Many Soviet prisoners received no more than 700 calories per day, and within a few weeks the result of this “subsistence” ration, as the German army termed it, was death by starvation. Snyder noted that POWs were often given a special “Russian” bread made from sugar-beet peel and coarse flour.
When rations fell to these critical levels, there was a noticeable decline in escape attempts and acts of rebellion during the first three months, showing a direct relationship between food deprivation and the capacity to resist.
Severe hunger reprograms human priorities by redirecting the brain toward immediate needs; consequently, one’s resolve may be swamped by forces stronger than one’s will, pushing individuals toward temporary solutions such as migration instead of pursuing options more consistent with fixed national convictions.
The first weeks of famine do not appear sufficient to completely crush will or fully subjugate a person, but accumulation over many months leads — as the Minnesota experiment confirmed — to deterioration affecting body and spirit alike. Those subjected to the brutality of starvation and its horrific conditions find themselves driven toward choices that would have been unthinkable under normal circumstances.
On the other hand, social relationships and bonds often collapse under the severity of conditions that threaten individuals’ existence, such as the spread of famine, and tendencies toward individual survival may grow among citizens due to the lack of food. This scatters the social fabric and thus erodes the collective will necessary to confront any total occupation policies.
Genetic research reveals an even more dangerous long-term dimension.

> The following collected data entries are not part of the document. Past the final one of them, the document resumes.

PR #687, opened 2022-06-10
Remove Esy as a supported package manager

d4hines:
## Problem

2 package managers are hard to support simultaneously.

## Solution

Nix for everything.


.ocamlformat
```diff
@@ -1,5 +1,6 @@
-# In both Esy and Nix we're using a patched version of 0.20.1
-# but ocamlformat's version check won't work for both of them simultaneously.
+# We're using a patched version of 0.20.1 but
+# ocamlformat's version check won't work for both of them simultaneously.
```
ulrikstrid, line 2: Maybe change this to something about nix not having a correct version?

ulrikstrid (approved):
😍

.ocamlformat
d4hines: Addressed in https://github.com/marigold-dev/deku/pull/687/commits/480521342e6cc267833d27a4b0cee8db4809fefb

PR #691, opened 2022-06-13
[d4hines] fix: fix prometheus with tilt

d4hines:
Fixes Prometheus in docker-compose by removing
the 'ports' setting, which is incompatible with
the host network mode.

Also removes fixes the grouping and removes the
'autoinit=false' config our Tiltfile for several
services. These services are integral to Deku
development, so they should start every time.

### Stacked PR Chain: d4hines
|#691|👉fix: fix prometheus with tilt||-|

### DIFF
--- a/Tiltfile
+++ b/Tiltfile
@@ -27,16 +27,15 @@ deku_yaml = make_deku_yaml(no_of_deku_nodes)
 # Run docker-compose
 docker_compose(["./docker-compose.yml", deku_yaml])
 
-dc_resource("db", labels=["database"], trigger_mode=TRIGGER_MODE_MANUAL, auto_init=False)
-dc_resource("elastic", labels=["database"], trigger_mode=TRIGGER_MODE_MANUAL, auto_init=False)
-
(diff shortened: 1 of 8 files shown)


aguillon (approved):
I totally understand and approve those changes

Tiltfile
```diff
@@ -27,16 +27,15 @@ deku_yaml = make_deku_yaml(no_of_deku_nodes)
 # Run docker-compose
 docker_compose(["./docker-compose.yml", deku_yaml])
 
-dc_resource("db", labels=["database"], trigger_mode=TRIGGER_MODE_MANUAL, auto_init=False)
-dc_resource("elastic", labels=["database"], trigger_mode=TRIGGER_MODE_MANUAL, auto_init=False)
-
+dc_resource("db", labels=["tezos"])
```
ulrikstrid, line 30: These changes makes `tilt ci` needlessly slow and noisy and there's not a good way to disable them. How important is it to always run these resources?
@d4hines

PR #694, opened 2022-06-15
fix: re-use validators and identity from state

d4hines:
## Problem 
When producing a block, we redundantly fetch the validators again after just
having fetched it to build the node state. This is very slow and unnecessary.

## Solution

Use the validators and identity that are part of the State.t that we build to produce the block.


d4hines:
Probably going to close this PR with a better solution.

d4hines:
This is a small improvement but it's an improvement - let's merge it after all.

aguillon (approved):

PR #697, opened 2022-06-17
Update to jakartanet

ulrikstrid:
## Problem

We want to test deku against jakartanet

## Solution

Update  flextesa and run `jakartabox`

### DIFF
--- a/docker-compose.yml
+++ b/docker-compose.yml
@@ -109,8 +109,8 @@ services:
   flextesa:
     container_name: deku_flextesa
     restart: always
-    image: oxheadalpha/flextesa:20220127
-    command: hangzbox start
+    image: oxheadalpha/flextesa:20220510
+    command: jakartabox start
     environment:
       - block_time=4
     ports:
--- a/package-lock.json
+++ b/package-lock.json
@@ -9,9 +9,9 @@
       "version": "0.0.0",
       "license": "MIT",
       "dependencies": {
-        "@taquito/rpc": "^13.0.0",
-        "@taquito/signer": "^13.0.0",
-        "@taquito/taquito": "^13.0.0",
+        "@taquito/rpc": "^11.2.0",
+        "@taquito/signer": "^11.2.0",
+        "@taquito/taquito": "^11.2.0",
         "webpack": "^5.47.1",
         "webpack-cli": "^4.7.1"
       },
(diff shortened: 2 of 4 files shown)


docker-compose.yml
```diff
@@ -109,10 +109,10 @@ services:
   flextesa:
     container_name: deku_flextesa
     restart: always
-    image: oxheadalpha/flextesa:20220127
-    command: hangzbox start
+    image: oxheadalpha/flextesa:20220510
+    command: jakartabox start
     environment:
-      - block_time=4
+      - block_time=30
```
ulrikstrid, line 115: This slows down the local testing significantly, especially if we pair it with a more realistic `--unsafe_tezos_required_confirmations` in `sandbox.sh`, might be good for the devs to test with this, especially when  doing realistic benchmarks.

ulrikstrid: Moved this change and added the sandbox.sh into a separate commit that we can drop before merging this, just want to showcase a more realistic scenario

aguillon (changes requested):
Could you make it a test case for the CI instead of the default, please? There's no way we wait 1min to run a `./sandbox.sh start`, I'm sorry. :)

d4hines:
I think with some upcoming work on deku-cli we can have our cake and eat it to with more realistic confirmation times and a bootstrapping process that is still fast in development.

ulrikstrid:
Dropped the commit that changed blocktime and sandbox.sh and rebased, this should be good to go now @aguillon

aguillon (approved):
Thank you!

oteku:
@ulrikstrid  Branch doesn't build on macOS M1
```
[1/0/1 copied (2.8/111.2 MiB), 0.7/19.5 MiB DL] fetching source from https://cache.nixos.orgdirenv: ([/opt/homebrew/bin/direnv export zsh]) is taking a while to execute. Use CTRL-C to give up.
error: Package ‘python3.9-pyopenssl-22.0.0’ in /nix/store/a2bf460i24mcns7pfvkw65xm8f30p6rg-nixpkgs-patched/pkgs/development/python-modules/pyopenssl/default.nix:73 is marked as broken, refusing to evaluate.

       a) To temporarily allow broken packages, you can use an environment variable
          for a single invocation of the nix tools.

            $ export NIXPKGS_ALLOW_BROKEN=1

        Note: For `nix shell`, `nix build`, `nix develop` or any other Nix 2.4+
        (Flake) command, `--impure` must be passed in order to read this
        environment variable.

       b) For `nixos-rebuild` you can set
         { nixpkgs.config.allowBroken = true; }
       in configuration.nix to override this.

       c) For `nix-env`, `nix-build`, `nix-shell` or any other Nix command you can add
         { allowBroken = true; }
       to ~/.config/nixpkgs/config.nix.
(use '--show-trace' to show detailed location information)
direnv: export +GHSTACK_TARGET_REPOSITORY
```

ulrikstrid:
@oteku is your git repository clean? Does main build?
Since we're not touching anything other than node dependencies this shouldn't affect a python package

aguillon (approved):

d4hines (approved):
LGTM :+1: 

@oteku Deku is already giving this error in main, so we'll merge this one and fix that as a separate pr.

PR #700, opened 2022-06-20
add contract vm execution context

Zett98:
## Depends
- [x] #686

## Problem

We need to have a proper smart contract context module which we will use for conversions to/from core_deku types, interactions with tickets and other external functions provided to the vm's like e.g hashing
## Solution

Provide the layer


src/core_deku/contracts.ml
```diff
@@ -0,0 +1,40 @@
...
+
+    let of_bytes t =
+      let addr = Address.of_string (Bytes.to_string t) in
+      Option.value_exn addr
+  end
+
+  module Ticket_id = struct
+    include Ticket_id
+
+    let size t = 36 + Bytes.length t.data
```
renatoalencar, line 19: I guess using `Address.size` is better than using the hardcoded value.

src/core_deku/contracts.ml
```diff
@@ -0,0 +1,40 @@
...
+      let byt = Tezos.Address.to_string t.ticketer in
+      let byt = Bytes.of_string byt in
+      let byt2 = t.data in
+      Stdlib.Bytes.cat byt byt2
+  end
+
+  module Amount = struct
+    include Amount
+
+    let size = 36
```
renatoalencar, line 31: Why is size 36 for amount?

src/smart_contracts/ticket_handle.ml
```diff
@@ -0,0 +1,46 @@
...
+
+module Make (CC : Conversions.S) = struct
+  include CC
+  include BLAKE2B_20
+
+  let make owner ticket amount =
+    BLAKE2B_20.hash_v
+      [
+        Address.to_string owner;
+        Tezos.Ticket_id.to_string ticket;
```
renatoalencar, line 31: I think that's better using `Core_deku.Ticket_id` instead of Tezos' directly.

renatoalencar (changes requested):
Looks great, apart from the comments I've left, I think there's a few duplicated interfaces and some make changing some types difficult. Could you simplify that a little, please?

src/core_deku/contracts.ml
Zett98: typo

src/core_deku/contracts.ml
Zett98: changed

src/smart_contracts/ticket_handle.ml
Zett98: Core_deku.Ticket_id is just an alias to Tezos.Ticket_id.t that doesn't expose the to_string method. It will be changed in ticket_minting pr when core_deku ticket becomes more self sufficient and not barely an alias

renatoalencar (approved):
LGTM

PR #701, opened 2022-06-21
chore(ci): Speed up CI by consolidating builds

ulrikstrid:
## Problem

We currently pull the cache multiple times which is kind of slow

## Solution

Since our e2e tests needs the same thing as our standard (native) build we can run them just after.
Docker needs our static builds so we can do the same here.

## Depends

#701 should be merged first since it fixes `tilt ci`


d4hines (approved):
LGTM :+1:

Studies on the “Dutch Hunger Winter,” published in the International Journal of Environmental Research and Public Health and targeting two generations of survivors, found that exposure to famine in utero alters the gene expression of IGF2 — a gene responsible for growth and metabolism.
The Dutch Hunger Winter was a major famine that struck the Netherlands, particularly the Nazi-occupied western part, from November 1944 until the Allies liberated the Netherlands on 5 May 1945. About 22,000 people died and 4.5 million were affected by the direct and indirect consequences of the famine.
Descendants who were indirectly exposed in utero carry “epigenetic scars” that make them more susceptible later in life to chronic psychological and metabolic disorders. In this context, famine may compromise the integrity and balance of will in future generations, leaving subsequent cohorts with chronic exhaustion that could affect their ability to develop a future resistance.
Taken together, these points confirm that creating famine in Gaza is not merely an ad hoc tactic but rather an Israeli strategy based on biological and psychological calculations, aimed at stripping Gazans of the will to endure and to resist.
Multiple coercive methods over the decades have not succeeded in breaking Palestinian will, but starvation may be the harshest weapon they face — one that places all of humanity before a test of how to respond to an unparalleled descent into brutality and moral degradation.
In 2003 and 2004, 18 of the original 36 participants in the Minnesota study were still alive and were interviewed; all of them expressed strong convictions about nonviolence and a desire to make meaningful contributions during wartime.
Despite the ethical problems surrounding the deliberate starvation of healthy people, the interviewed participants agreed they would repeat the experiment even after knowing the suffering they endured — noting that many of them later worked on rebuilding war-torn Europe, served in ministries and diplomatic services, and engaged in other activities related to preventing war.